--- What is required ---
Go through the records and copy each line where the string "contains" occurs.

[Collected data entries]
★ ★ ★ ★

PR #554, opened 2017-02-06
change url handling of health check requests

jsvd:
This commit makes `absolute_healthcheck_path` change how the healthcheck_path is treated: either append it to any existing path (default) or replace any existing path

Also ensures that the healthcheck url contains no query parameters regarless of hosts urls contains them or query_params being set

depends on https://github.com/elastic/logstash/pull/6645


andrewvc:
@jsvd FYI tests are failing. Feel free to assign to me after they pass

jsvd:
@andrewvc as mentioned in the PR, it depends on elastic/logstash#6645

jsvd:
@andrewvc actually, to not depend on a change on core (which would mean this plugin would only be installable on logstash > 5.2.1 and >5.3, I'm going to replace the clone call

jsvd:
to make this change easier to merge, I'll remove the sniffing part of it.

PR #558, opened 2017-02-10
Implement HTTP redirect caching

rayharris-ibm:
Hi. I opened a topic on discuss.elastic.co about a week ago asking for feedback on interest in adding the ability to cache HTTP redirects in filebeat about a week ago. I had planned on discussing adding the feature to this plugin as well. However, as I got no feedback on the original topic, I'm going to go ahead and submit the PR. I've completed a CLA as rayharris-ibm/harrisra@us.ibm.com. And here is the link to the discuss topic:

https://discuss.elastic.co/t/add-ability-to-cache-http-redirects-in-elasticsearch-output/73901

### DIFF
--- a/lib/logstash/outputs/elasticsearch.rb
+++ b/lib/logstash/outputs/elasticsearch.rb
@@ -103,6 +103,9 @@ class LogStash::Outputs::ElasticSearch < LogStash::Outputs::Base
   # not also set this field. That will raise an error at startup
   config :path, :validate => :string
 
+  # Follow and cache HTTP redirects
+  config :cache_redirect, :validate => :boolean, :default => false
+
   # Pass a set of key value pairs as the URL query string. This query string is added
   # to every host listed in the 'hosts' configuration. If the 'hosts' list contains
   # urls that already have query strings, the one specified here will be appended.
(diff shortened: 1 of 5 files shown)


suyograo:
@rayharris-ibm thanks for this patch. I'll review this shortly. Can you please rebase once #563 gets in?

jordansissel:
Some thoughts in no particular order:

* This is very specific to exactly 1 user with a custom in-house system. (so far)

This PR adds a new setting. Every setting we add incurs an additional burden on users for learning to use this plugin. You've laid out the case that IBM would use this internally because of design decisions made with a different internal project within IBM, but is there any examples of someone needing this outside of IBM?

If the answer is no, or if we cannot come up with compelling story for other users finding value with this feature, I am likely to resist your proposal.

* 302 vs 301

This may seem like pedantry, but it feels like if we are going to be caching redirects, we should only cache code 301 (Moved Permanently), not 302 (Found).

* Cache ...

for how long? and what key to cache on (url? host? path?)? on what conditions do we expire entries? do users need an API for expiring the cache manually? Should the cache survive restarts and reloads?

* No tests

There are no tests for this PR. It's a pretty significant change in behavior.

andrewvc:
Thanks for the PR @rayharris-ibm . I think what I would recommend for your specific use case, mentioned in your discuss post, would be to use an HTTP load balancer instead of connecting directly.

I'm against us handling redirects for all the reasons @jordansissel mentioned. Specifically, this significantly increases the complexity of this plugin for a very very niche problem. I think there are good alternatives here. Have you considered sticking an HTTP LB between LS and the backend clusters, and using that to migrate them?

jordansissel:
@rayharris-ibm any thoughts?

jordansissel:
Closing idle.

PR #559, opened 2017-02-14
Added gzip compression support

dinnot:
Signed CLA: https://elasticsearch.na1.echosign.com/public/viewAgreement?tsid=CBFCIBAA3AAABLblqZhA5OlzpZs-E9WCGvdpyuUvHIwxrJQNglMowf-fapfJDZTMGQ03XLOsUjaqxEfO-HSUTWVWRHYv8Y_QN-fGamcoi&

### DIFF
--- a/lib/logstash/outputs/elasticsearch.rb
+++ b/lib/logstash/outputs/elasticsearch.rb
@@ -203,6 +203,9 @@ class LogStash::Outputs::ElasticSearch < LogStash::Outputs::Base
   # See https://hc.apache.org/httpcomponents-client-ga/httpclient/apidocs/org/apache/http/impl/conn/PoolingHttpClientConnectionManager.html#setValidateAfterInactivity(int)[these docs for more info]
   config :validate_after_inactivity, :validate => :number, :default => 10000
 
+  # Enable or disable gzip compression
+  config :use_gzip, :validate => :boolean, :default => false
+
   def build_client
     @client ||= ::LogStash::Outputs::ElasticSearch::HttpClientBuilder.build(@logger, @hosts, params)
   end
--- a/lib/logstash/outputs/elasticsearch.rb
+++ b/lib/logstash/outputs/elasticsearch.rb
@@ -204,7 +204,7 @@ class LogStash::Outputs::ElasticSearch < LogStash::Outputs::Base
   config :validate_after_inactivity, :validate => :number, :default => 10000
 
   # Enable or disable gzip compression
-  config :use_gzip, :validate => :boolean, :default => false
+  config :upload_compression, :validate => :boolean, :default => false
 
   def build_client
     @client ||= ::LogStash::Outputs::ElasticSearch::HttpClientBuilder.build(@logger, @hosts, params)
--- a/lib/logstash/outputs/elasticsearch/http_client.rb
+++ b/lib/logstash/outputs/elasticsearch/http_client.rb
@@ -4,6 +4,8 @@ require "base64"
 require 'logstash/outputs/elasticsearch/http_client/pool'
 require 'logstash/outputs/elasticsearch/http_client/manticore_adapter'
 require 'cgi'
+require 'zlib'
+require 'stringio'
 
 module LogStash; module Outputs; class ElasticSearch;
   # This is a constant instead of a config option because
@@ -22,6 +24,31 @@ module LogStash; module Outputs; class ElasticSearch;
   TARGET_BULK_BYTES = 20 * 1024 * 1024 # 20MiB
 
   class HttpClient
+    # Gzip library from rails ActiveSupport
+    module Gzip
+        class Stream < StringIO
+            def initialize(*)
+            super
+            set_encoding "BINARY"
+            end
+            def close; rewind; end
+        end
+
+        # Decompresses a gzipped string.
+        def self.decompress(source)
+            Zlib::GzipReader.new(StringIO.new(source)).read
+        end
+
+        # Compresses a string using gzip.
+        def self.compress(source, level=Zlib::DEFAULT_COMPRESSION, strategy=Zlib::DEFAULT_STRATEGY)
+            output = Stream.new
+            gz = Zlib::GzipWriter.new(output, level, strategy)
+            gz.write(source)
+            gz.close
+            output.string
+        end
+    end
+
     attr_reader :client, :options, :logger, :pool, :action_count, :recv_count
     # This is here in case we use DEFAULT_OPTIONS in the future
     # DEFAULT_OPTIONS = {
@@ -129,8 +156,13 @@ module LogStash; module Outputs; class ElasticSearch;
     end
 
     def bulk_send(bulk_body)
-      # Discard the URL
-      url, response = @pool.post("_bulk", nil, bulk_body)
+      params = {}
+      if use_gzip then 
+        params[:headers] = {"Content-Encoding" => "gzip"}
+        bulk_body = Gzip::compress(bulk_body)
+      end
+      # Discard the URL 
+      url, response = @pool.post("_bulk", params, bulk_body)
       LogStash::Json.load(response.body)
     end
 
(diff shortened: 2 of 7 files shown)


suyograo:
@dinnot thanks much for the contribution. This is a much requested feature!

Looks like manticore HTTP client which we use internally already supports `compression` handling. See https://github.com/cheald/manticore/blob/master/lib/manticore/client.rb#L140. Also mentioned here https://github.com/cheald/manticore#major-features.

We should enable and use it. 

Also, the setting to turn on compression should be defaulted on Logstash side to be turned off. This plugin can be used to send data to ES 2.x and 5.x. ES 5.x enables compression by default when the right Content-Type is set, but in ES 2.x, you need to enable it.

And, this needs integration tests :) I could provide pointers/help to add one.

lib/logstash/outputs/elasticsearch.rb
```diff
@@ -203,6 +203,9 @@ class LogStash::Outputs::ElasticSearch < LogStash::Outputs::Base
   # See https://hc.apache.org/httpcomponents-client-ga/httpclient/apidocs/org/apache/http/impl/conn/PoolingHttpClientConnectionManager.html#setValidateAfterInactivity(int)[these docs for more info]
   config :validate_after_inactivity, :validate => :number, :default => 10000
 
+  # Enable or disable gzip compression
+  config :use_gzip, :validate => :boolean, :default => false
```
suyograo: How about the name `compression` which takes `true` or `false`. Defaults to `false`

lib/logstash/outputs/elasticsearch/http_client.rb
```diff
@@ -22,6 +24,31 @@ module LogStash; module Outputs; class ElasticSearch;
   TARGET_BULK_BYTES = 20 * 1024 * 1024 # 20MiB
 
   class HttpClient
+    # Gzip library from rails ActiveSupport
+    module Gzip
```
suyograo: No need for this. Handled by manticore and in turn by the HTTP commons library.

lib/logstash/outputs/elasticsearch/http_client.rb
```diff
@@ -129,8 +156,13 @@ def join_bulk_responses(bulk_responses)
     end
 
     def bulk_send(bulk_body)
-      # Discard the URL
-      url, response = @pool.post("_bulk", nil, bulk_body)
+      params = {}
+      if use_gzip then 
+        params[:headers] = {"Content-Encoding" => "gzip"}
```
suyograo: Needs to be `gzip, deflated`. Also this should be a constant.

lib/logstash/outputs/elasticsearch/http_client.rb
dinnot: Hi suyograo. Thank you for the tips, I never worked with neither ruby or es before, so they are really appreciated. I had a look at the manticore compression feature, but that is client-side. So, when compression is true (which is the case by default), it will send a header with "Accept-Encoding: gzip, deflate" to inform the server that it can handle both algos. Then, if the server knows about http compression, it can look at the accept-encoding and decide which algo it wants to use, and sends the data back with the response header "Content-Encoding: algo_chosen". So there is no harm always having the flag on, as the server decides to encode the data based on what the client knows. 

In our case, ElasticSearch app also implements encoding on receiving data on the bulk api, meaning that we have to act like the server would and set the Content-Encoding header to the algorithm we used and compress the content using the same algorithm. This could had been done with encoding-negociation, but I haven't managed to make es sending it's Accept-Encoding header.

lib/logstash/outputs/elasticsearch.rb
dinnot: As per my comment below, should we use upload_compression to make sure is differentiated from the download encoding which is done by manticore automatically trough protocol negotiation?

lib/logstash/outputs/elasticsearch/http_client.rb
dinnot: should I make the whole header {"Content-Encoding" => "gzip"} a constant or just the string gzip from the header value? On the DEFAULT_HEADERS constant I've seen it's doing the whole header.

lib/logstash/outputs/elasticsearch/http_client/manticore_adapter.rb
```diff
@@ -47,7 +47,7 @@ def client
     # @see    Transport::Base#perform_request
     #
     def perform_request(url, method, path, params={}, body=nil)
-      params = (params || {}).merge(@client_params)
+      params = (params || {}).merge(@client_params) { |key, oldval, newval| (oldval.class.to_s == 'Hash' && newval.class.to_s == 'Hash') ? oldval.merge(newval) : newval }
```
andrewvc: The class check should be: `oldval.is_a?(Hash)`. This also needs an explanatory comment.

karmi:
Hi @dinnot, we have found your signature in our records, but it seems like you have signed with a different e-mail than the one used in yout Git [commit](https://github.com/logstash-plugins/logstash-output-elasticsearch/pull/559.patch). Can you please add both of these e-mails into your Github profile (they can be hidden), so we can match your e-mails to your Github profile?

lib/logstash/outputs/elasticsearch/http_client.rb
```diff
@@ -129,8 +156,13 @@ def join_bulk_responses(bulk_responses)
     end
 
     def bulk_send(bulk_body)
-      # Discard the URL
-      url, response = @pool.post("_bulk", nil, bulk_body)
+      params = {}
+      if upload_compression then 
+        params[:headers] = {"Content-Encoding" => "gzip"}
+        bulk_body = Gzip::compress(bulk_body)
```
talevy: Hi @dinnot, what do you think about making the compression here be more streaming oriented. To avoid having two copies of the bulk_body (`bulk_body` + `bulk_actions`), we can just keep a streaming `bulk_body` that is either a compressed, or not compressed StringIO object.

lib/logstash/outputs/elasticsearch/http_client.rb
```diff
@@ -22,6 +24,31 @@ module LogStash; module Outputs; class ElasticSearch;
...
+        class Stream < StringIO
+            def initialize(*)
+            super
+            set_encoding "BINARY"
+            end
+            def close; rewind; end
+        end
+
+        # Decompresses a gzipped string.
+        def self.decompress(source)
```
talevy: unneeded

dinnot:
@talevy I've implemented streams but I can't notice any speed/memory improvements. Also, It seems to be breaking integration tests now. Could you have a look at the code if it's what you were expecting? Cheers

andrewvc:
@dinnot the stream code looks about right, I'm not sure why its breaking integration tests. Thanks for putting in the extra effort on this patch, it is much appreciated.

That said I think streaming is a hard requirement. We know that duplication of events has caused memory issues before. It mostly shows up when users have a large number of large events. For small use cases duplication is trivial, but for some use cases this distinction is critical.

dinnot:
Made some fixes and now the integration tests are passed. @suyograo Can you please take another look at this pr? Would be good if we could use this in production without having to deploy our own forked sourcecode.

suyograo:
@dinnot Thanks. Almost there now. Can you please add an integration test for this patch? You can add a new 

```
describe "with upload compression turned on" do
      let(:config) do
        {
          "hosts" => ["https://#{user}:#{CGI.escape(password)}@localhost:9900"],
          "upload_compression" => true,
          "index" => index
        }
      end

```
after this line: https://github.com/logstash-plugins/logstash-output-elasticsearch/blob/master/spec/integration/outputs/index_spec.rb#L113

You can then verify if the right headers are being sent, like: https://github.com/logstash-plugins/logstash-output-elasticsearch/blob/master/spec/integration/outputs/index_spec.rb#L86

And also, it uses a real ES to send compressed requests and un-compresses them.

Thanks for your patience!

dinnot:
@suyograo  Added integration tests. Can you please have a look if they are ok?

suyograo:
LGTM. Thanks @dinnot

suyograo:
@dinnot @talevy I changed this to include both requests and response compression: https://github.com/logstash-plugins/logstash-output-elasticsearch/pull/563

Also, fixed up the broken integration tests.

★ ★ ★ ★

--- Finished task ---
Also ensures that the healthcheck url contains no query parameters regarless of hosts urls contains them or query_params being set
   # to every host listed in the 'hosts' configuration. If the 'hosts' list contains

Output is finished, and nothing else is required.